Over the past few months, I’ve been working on-and-off on a project to test this theory. Specifically, I’ve been working through some rather simple machine learning methods and figuring out ways to make them generate text. “Simple machine learning” may sound like any oxymoron, but there are very simple machine learning methods that you already know. One such example is linear regressions. The main idea is very straightforward. If you have a bunch of points scattered on a graph, draw a line that represents those points. In cases like this, you don’t even need any math to find simple trends. Just take your pen and draw a straight line roughly through the points.
Linear regressions are clearly simple, but using this to generate text is another story. Luckily, linear regressions extends to multiple input variables and output variables. By turning each word into a 0-1 variable, we can predict each subsequent word.

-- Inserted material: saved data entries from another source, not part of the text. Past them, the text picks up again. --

Issue #752, opened 2016-06-06
Articles should go to Sailthru if they're scheduled


halleyjohnson:
Articles should load in Sailthru if they're scheduled or published

PR #762, opened 2016-06-13
@craigspaeth Send Scheduled Articles to Sailthru

kanaabe:
Allows for better prep time for ST campaigns, especially with the upcoming Digital Daily. Moves the `setEmailFields` method to the `sanitizeAndSave` callback and lets scheduled articles get sent to ST on save. 

Closes https://github.com/artsy/positron/issues/752


craigspaeth:
👍 good work on code + tests!

PR #1410, opened 2017-11-07
@eessex => Bump reaction and add isMobile flag to static Display

kanaabe:
#minor


eessex:
This looks good to me when 🍏

PR #1415, opened 2017-11-08
Add Webpack

damassi:
This PR adds Webpack to the mix!

- New React code gets sub-second hot reloads, and preserves state
- Nice errors
- Old CoffeeScript code will automatically reload browser on change
- Can now `import 'some-styl-file.styl'` if needed


client/components/autocomplete_channels/index.coffee
```diff
@@ -1,5 +1,6 @@
 _ = require 'underscore'
 Backbone = require 'backbone'
+# TODO: Verify that this still works
 Modal = -> require('simple-modal') arguments...
```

For example, starting with the word “once,” your model might predict the word “upon.” From there, you just make “upon” the input, and then you can generate the next word, which might be “a.” Continuing this process, you’ve generated text with just a linear regression.
Linear regressions weren’t much of a problem for me since I had already built a text generator using Markov chains, so I was already familiar with transition matrices. KNNs however, were a different story. KNN, or k-nearest neighbors, is a method that takes an input, compares it to data points that are very similar to it, and uses their labels to inform the output. In theory, I could just take each word, analyze what typically comes after it, and use that, but that doesn’t make for a particularly interesting text generator. At that point, it’s no different than a Markov chain.
Since I wanted to embrace the true spirit of kNNs and prove they could generate text, I began looking for a different approach. After exploring various mathematical approaches, I realized I could use character-wise prediction instead of token-wise prediction. Instead of predicting an entire word, I would just predict one letter at a time. This had the potential to fail miserably, but it would be phenomenal if it succeeded. By using character-wise prediction, I could embrace the distance metric at the heart of kNNs, but rather tha using standard Euclidean (straight-line) distance, I could use Hamming distance. By re-centering a binary vector space around the input word, I could position all the other words around it using exclusive-or to assign binary values based on whether or not the characters matched my input. From there, I just needed the vectors with the smallest Hamming norm, and I was good to go.
If that all sounded like made-up, math word soup, then I’ll just have to ask you to trust me. The project is still ongoing, but once it’s at a point that I feel comfortable abandoning it, I’ll try to make things clearer, probably with a few examples. For now, things seem to be working as expected. Text generation isn’t hard because putting one word after the other has never been hard. The true challenge is in generating meaningful text. Generating meaningful text requires understanding truth, observable reality, intent, and so much more that we can’t properly encode the way we encode language. All of the meaning that comes from large language models is only present because we taught it with meaningful text, and we inject meaning back in when we read the output. Generating text is easy, but that doesn’t bring us any closer to generating meaning.